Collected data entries

PR #2414, opened 2022-03-19
Update getting-started.md

fgm:
Since Go 1.18 is now released, `go get` is no longer the way to download a command for any supported version: updated to use go install instead.


a8m (approved):
💯

PR #2416, opened 2022-03-20
Update schema-def to use proper method

fgm:
The exemple incorrectly adds an ignored `User.Index` method, although ent actually needs a `User.Indexes` method as part of `ent.Interface`


a8m (approved):
Thanks for the contribution @fgm 🙏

Requirement
Which lines of the data include "opened"? Copy each of them.

Solution for this task
PR #2414, opened 2022-03-19
PR #2416, opened 2022-03-20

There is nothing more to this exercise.